**WHAT YOU NEED TO DO**:
Up to and including the line that contains "a stack created", return every line from the start of the data, unchanged.

[Records from a data collection]
Issue #1101, opened 2026-06-17
stack-provisioning gap: cortex stack create + arc upgrade don't compose — seed file never generated (+ no connection creds)


mellanon:
**Symptom:** a stack created via `cortex stack create <slug>` never gets its NATS bus identity provisioned by `arc upgrade`, so its daemon can't connect to the operator-mode bus. Confirmed on `andreas/dev-loop` + `andreas/tender`.

**Root cause:** `cortex stack create` writes `stack.nkey_seed_path: ~/.config/nats/cortex-<slug>.nk` into `stacks/<slug>.yaml`. Then `arc upgrade`'s `scripts/lib/stack-identity-provision.sh` (`provision_stack_identity`) is *"idempotent: skipped entirely if stack.nkey_seed_path is already [declared]"* — it greps the **config key**, not the **file**. So it logs `⊘ Stack identity already configured` and **never generates the seed file**. The path is set; the file (`cortex-<slug>.nk`) never exists; `nkey_pub` stays the `UAAAA…` placeholder.

**Second gap:** even with a seed, a fresh stack has **no connection creds** — working stacks carry `credsPath: cortex-<slug>.creds` + `accountSigningKeyPath` (a NATS user under the principal's account, M1 connection-auth). Nothing provisions these for a stack-created stack. So two things are missing: the M3 signing seed file AND the M1 connection cred.

**Repro:** `cortex stack create dev-loop --apply` → `arc upgrade Cortex` → `ls ~/.config/nats/cortex-dev-loop.nk` → absent; `stacks/dev-loop.yaml` `nkey_pub` is the placeholder; no `credsPath`.

**Fix:** `provision_stack_identity` should generate the seed when the **file** is missing (not skip on config-key presence), derive + pin `nkey_pub`, and provision the connection cred (`cortex creds issue` / `arc nats add-bot` under the principal's account) — so a `cortex stack create` → `arc upgrade` round-trip yields a connectable stack.

**Impact:** blocks standing up ANY new local stack's daemon — currently blocking the dev-loop dogfood (cortex#929) + the onboarding tender (#1050). Refs cortex#808 (stack create), #925.

mellanon:
## Seed (M3) half — FIXED (#1103, merged 72b1de55)

[...]

Issue #887, opened 2026-06-10
dev-loop WAVE 5: assemble the bundle + go live (the integration + dogfood phase)


mellanon:
**Wave 5 — turn the shipped components into a running, self-driving loop** (dev-loop epic cortex#835).

## Status: components RELEASED (v5.6.0), live but dormant
As of v5.6.0 (deployed 2026-06-10), every dev-loop *component* is merged + released + running on the metafactory stack — but **dormant-by-default**: the `dev.implement` / `release.cut` / `merge.approve` consumers and the streams only activate when a stack DECLARES the capabilities. Wave-5 turns the parts into the running loop and proves it.

## Sub-issues (the slices)
- [ ] **W5.0** — merge policy ('review-loop-passed + CI-green → auto-approve & merge') + approver identity + signed commits → #924
- [ ] **W5.1** — stack enablement: opt a stack into the dev-loop (capabilities + streams + approver wiring) → #925  *(the bridge to true autonomous development)*
- [ ] **W5.2** — F-4.2 production ReleaseExecutor (real git/gh seam behind release.cut) → #926
- [ ] **W5.3** — F-5a ExecutionBackend wiring (local; sandbox-ready seam) → #927
- [ ] **W5.4** — assemble the installable `dev-loop` blueprint (`arc install dev-loop`) → #928
- [ ] **W5.5** — first live dogfood run: the loop drives a real PR with NO human conductor → #929

## The two learnings from the v5.6.0 drive that shaped this
1. **Dormant-by-default is safe but inert** → W5.1 makes enabling a stack a first-class operation (Andreas: "set up the stack to support the new dev loop").
2. **"Review-loop-passed is sufficient to merge"** (Andreas's call during the v5.6.0 landing) → W5.0 encodes that as the autonomous merge gate, with signed commits and a resolved approver-identity trust model. The admin-bypass we used to land v5.6.0 was principal-authorized + one-off; the autonomous loop must not self-approve as author.

## Acceptance (the "fully delivered" line)
W5.5: a real slice runs issue → dev.implement → review → auto-merge → (gated) release, observed on the MC dashboard, with no in-session orchestration.

## Order
W5.0 (policy+identity) + W5.2/W5.3 (executor/backend, parallel) → W5.1 (enable a stack, needs W5.0) → W5.4 (blueprint) → W5.5 (dogfood). 

[...]

PR #1109, opened 2026-06-17
fix(provision): extract only the seed line from nsc nkey output (cortex#1106)

### LINKED ISSUE #1106: provision: generate_nkey_seed (bun+nkeys fallback) produces a malformed stack signing seed — 'invalid encoded key' at boot
Follow-up to #1101/#1103. With the seed-gen fix, `provision_stack_identity` now generates the seed when the file is missing — but the `generate_nkey_seed` **bun+nkeys fallback** (used when `nsc` isn't on PATH) produces a **malformed** seed: the cortex boot rejects it with `failed to parse stack signing key at cortex-dev-loop.nk: nkeys: invalid encoded key`. The generated file is **117 bytes** vs a valid raw NATS user seed (~58 bytes, e.g. `cortex-work.nk`), so the fallback is emitting the wrong encoding (likely a wrapped/JSON form, not a bare `SU…` seed).

**Impact:** non-fatal (signing defaults to permissive → publishes unsigned), but a stack provisioned via this path can't sign its envelopes. The `nsc` path may be fine; the bun fallback needs to emit a bare seed string (chmod 600), matching what `nsc generate` / the working stacks carry.

**Repro:** on a host without `nsc` on PATH, `provision_stack_identity` → `generate_nkey_seed` → `cortex start` logs the parse failure. Seen on `andreas/dev-loop` (#929) + `andreas/tender` (#1050). Refs #1101, #1103.

mellanon:
## Problem

`nsc generate nkey -u` prints **three lines** — the seed (`SU…`), the public key (`U…`), and a trailing blank. `generate_nkey_seed` (scripts/lib/stack-identity-provision.sh) wrote **all three** to the stack signing seed file. cortex's stack-signing loader does `fromSeed(content.trim())`, and `trim()` can't strip the *interior* pubkey line — so the file failed to parse (`nkeys: invalid encoded key`) and the stack booted **unsigned**.

Observed on `andreas/dev-loop` + `andreas/tender`: the generated `.nk` was **117 bytes** (3 lines) vs a valid bare seed's **58 bytes**.

The bun fallback (used when `nsc` is absent) was already correct — it writes just the 58-byte seed. Only the nsc path was broken.

## Fix

Extract **only** the `S`-prefixed seed line from nsc's output and write it bare (no trailing newline), matching the bun fallback and the working stacks' seeds:

```sh
nsc_seed="$("${nsc_path}" generate nkey -u 2>/dev/null | awk '/^S/ { print; exit }')"
[ -n "${nsc_seed}" ] || return 1
printf '%s' "${nsc_seed}" > "${seed_path}" || return 1
```

Bonus: `derive_pubkey_from_seed` now succeeds on the single-token file, so the provisioner can also pin `nkey_pub` automatically.

## Tests

New `scripts/__tests__/stack-identity-provision.sh` cases (#1106): the generated seed is a **single bare `S`-prefixed line** (not nsc's 3-line dump) and **round-trips through `nkeys.js` `fromSeed`** (the exact parse cortex's loader performs). 5/5 pass locally — where `nsc` is present, so this exercises the fixed nsc path.

> ⚠️ **Follow-up (needs `workflow` scope):** these bash suites under `scripts/__tests__/` aren't run in CI — `bun test` only discovers `*.test.ts`, so the #1101 + #1106 guards are inert in CI. A `shell-tests` CI job is ready but the OAuth push token lacks `workflow` scope; will apply separately.

Refs the dev-loop make-it-live work (#887/#925). Closes #1106.

### DIFF
--- a/scripts/__tests__/stack-identity-provision.sh
+++ b/scripts/__tests__/stack-identity-provision.sh
@@ -90,6 +90,10 @@ if [ -f "${SEED3}" ]; then
     else
       fail "generated seed does NOT parse via fromSeed — cortex#1106 regression"
     fi
+  else
+    # bun is a hard cortex dep, so this should not happen — make the degraded
+    # guard VISIBLE rather than silently skipping the strongest assertion.
+    printf '  ⓘ skip: bun not on PATH — fromSeed round-trip assertion not run\n'
   fi
 else
   fail "generate_nkey_seed produced no seed file (neither nsc nor bun available?)"
--- a/scripts/__tests__/stack-identity-provision.sh
+++ b/scripts/__tests__/stack-identity-provision.sh
@@ -63,5 +63,38 @@ after="$(cat "${TH2}/.config/nats/cortex-x-test.nk")"
 [ "${before}" = "${after}" ] && pass "declared path + existing seed → not regenerated (idempotent)" || fail "existing seed was clobbered"
 rm -rf "${TH2}"
 
+# ─── Case 3: generated seed is a SINGLE bare nkey, not nsc's multi-line dump (cortex#1106) ──
+# `nsc generate nkey -u` prints seed + pubkey + blank (3 lines); writing all of
+# them makes cortex's `fromSeed(content.trim())` fail ("invalid encoded key").
+# The seed must be one bare S-prefixed token that round-trips through fromSeed.
+TH3="$(mktemp -d)"
+mkdir -p "${TH3}/.config/nats"
+HOME="${TH3}" bash -c \
+  "source '${SCRIPT_DIR}/lib/stack-identity-provision.sh'; generate_nkey_seed \"\${HOME}/.config/nats/seed.nk\"" \
+  >/dev/null 2>&1 || true
+SEED3="${TH3}/.config/nats/seed.nk"
+if [ -f "${SEED3}" ]; then
+  # Newline count: 0 (bare, no trailing) or 1 (trailing) for a valid single
+  # seed; nsc's unfixed 3-line dump yields 2 → this is the core regression guard.
+  nl="$(wc -l < "${SEED3}" | tr -d ' ')"
+  tok="$(tr -d '[:space:]' < "${SEED3}")"
+  if [ "${nl}" -le 1 ] && printf '%s' "${tok}" | grep -qE '^S[A-Z2-7]+$'; then
+    pass "generated seed is a single bare S-prefixed line, not nsc's 3-line dump (cortex#1106)"
+  else
+    fail "generated seed is multi-line / malformed (${nl} newline(s)) — cortex#1106 regression"
+  fi
+  # The exact parse cortex's stack-signing loader performs.
+  if command -v bun >/dev/null 2>&1; then
+    if bun -e "import {fromSeed} from 'nkeys.js'; import {readFileSync} from 'fs'; fromSeed(new TextEncoder().encode(readFileSync('${SEED3}','utf-8').trim())).getPublicKey();" >/dev/null 2>&1; then
+      pass "generated seed parses via nkeys.js fromSeed (cortex#1106)"
+    else
+      fail "generated seed does NOT parse via fromSeed — cortex#1106 regression"
+    fi
+  fi
+else
+  fail "generate_nkey_seed produced no seed file (neither nsc nor bun available?)"
+fi
+rm -rf "${TH3}"
+
 printf '\n%d passed, %d failed\n' "${PASS}" "${FAIL}"
 [ "${FAIL}" -eq 0 ]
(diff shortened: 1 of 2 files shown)


scripts/lib/stack-identity-provision.sh
```diff
@@ -117,8 +117,18 @@ generate_nkey_seed() {
...
+  # cortex#1106 — `nsc generate nkey -u` prints THREE lines: the seed (`SU…`),
+  # the public key (`U…`), and a trailing blank. Writing all three breaks the
+  # stack signing loader: cortex does `fromSeed(content.trim())`, and trim()
+  # cannot strip the INTERIOR pubkey line, so the file fails to parse
+  # ("nkeys: invalid encoded key") and the stack boots unsigned (seen on the
+  # dev-loop + tender stacks). Extract ONLY the seed line (the `S`-prefixed
+  # one) and write it bare (no trailing newline), matching the bun fallback
+  # above and the single-token format `derive_pubkey_from_seed` + cortex expect.
+  local nsc_seed
+  nsc_seed="$("${nsc_path}" generate nkey -u 2>/dev/null | awk '/^S/ { print; exit }')"
```
mellanon, line 129: **[suggestion/security]** The seed is written with `printf '%s' ... > "${seed_path}"` and only `chmod 600`'d on the next line. Between those two steps the file exists at the process umask (typically 644) — a brief window where private signing-key material is world-readable. This is **pre-existing** (the old one-liner had the same `> file` then `chmod` ordering, so not a regression introduced here), and the bun fallback already avoids it by `writeFileSync` + `chmodSync`. Non-blocking, but since this is a signing seed, consider pre-creating with `( umask 077; printf '%s' "${nsc_seed}" > "${seed_path}" )` so the file is never group/world-readable even momentarily. Optional — fine to defer to a follow-up.

scripts/__tests__/stack-identity-provision.sh
```diff
@@ -63,5 +63,38 @@ after="$(cat "${TH2}/.config/nats/cortex-x-test.nk")"
...
+  # The exact parse cortex's stack-signing loader performs.
+  if command -v bun >/dev/null 2>&1; then
+    if bun -e "import {fromSeed} from 'nkeys.js'; import {readFileSync} from 'fs'; fromSeed(new TextEncoder().encode(readFileSync('${SEED3}','utf-8').trim())).getPublicKey();" >/dev/null 2>&1; then
+      pass "generated seed parses via nkeys.js fromSeed (cortex#1106)"
+    else
+      fail "generated seed does NOT parse via fromSeed — cortex#1106 regression"
+    fi
+  fi
+else
+  fail "generate_nkey_seed produced no seed file (neither nsc nor bun available?)"
```
mellanon, line 99: **[nit/quality]** The `fromSeed` round-trip assertion (the strongest part of the guard — it reproduces cortex's exact loader parse) is wrapped in `if command -v bun`, so on a host without bun this assertion silently produces **no pass and no fail** — the suite would still report success having only checked line-count + regex. Since bun is a hard cortex dep (the lib comment itself says "bun is a hard cortex dep so it's always there in practice"), consider `fail`-ing (or at least emitting a visible `skip`) when bun is absent, so a missing-bun environment doesn't quietly degrade the regression guard to the weaker check. Non-blocking.

mellanon (commented):
**StandardReview — CodeQuality + Security lenses**

Surgical, correct fix for cortex#1106. Verified empirically:

- `nsc generate nkey -u` emits **3 lines** — seed (`SU…`, line 1), pubkey (`U…`, line 2), trailing blank. Confirmed locally.
- `awk '/^S/ { print; exit }'` correctly selects **only** the seed line. NATS public-key prefixes are `O/A/U/N/C/X` — **never `S`** — so the pubkey line can't false-match, and `exit` guarantees a single line regardless. ✅
- `printf '%s'` writes a bare 58-byte seed (no trailing newline) — byte-identical in shape to the bun fallback's `writeFileSync(seed)` and round-trips through `fromSeed(content.trim())`. ✅
- `[ -n "${nsc_seed}" ] || return 1` is the correct fail-closed guard (empty extraction → caller skips, daemon publishes unsigned per existing best-effort contract). ✅
- The new test is a **genuine** regression guard: I reverted the lib to the old 3-line behavior and the #1106 cases flipped to FAIL (3 passed / 2 failed, exit 1); on the fixed code 5/5 pass. ✅

Findings (both non-blocking):
- [suggestion/security] seed file has a brief world-readable window between `> file` and `chmod 600` (pre-existing, not a regression; bun path already avoids it). Optional `umask 077` hardening.
- [nit/quality] the `fromSeed` round-trip assertion is conditional on `bun` presence; on a bun-less host the guard silently degrades to the weaker line-count/regex check. Consider fail/skip-visible.

verdict: blockers=0 majors=0 nits=2 — recommend: approve (fix is correct, well-tested, and genuinely guards the regression; the two notes are optional hardening/test-robustness follow-ups).

mellanon:
Both of Echo's review notes addressed in the follow-up commit: nsc seed write now wrapped in `( umask 077; … )` (no world-readable window on the signing-key file), and the test's `fromSeed` round-trip assertion emits a visible skip when bun is absent rather than silently dropping. 5/5 shell tests green; all CI checks pass.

**EXERCISE RESULT**:
Issue #1101, opened 2026-06-17
stack-provisioning gap: cortex stack create + arc upgrade don't compose — seed file never generated (+ no connection creds)


mellanon:
**Symptom:** a stack created via `cortex stack create <slug>` never gets its NATS bus identity provisioned by `arc upgrade`, so its daemon can't connect to the operator-mode bus. Confirmed on `andreas/dev-loop` + `andreas/tender`.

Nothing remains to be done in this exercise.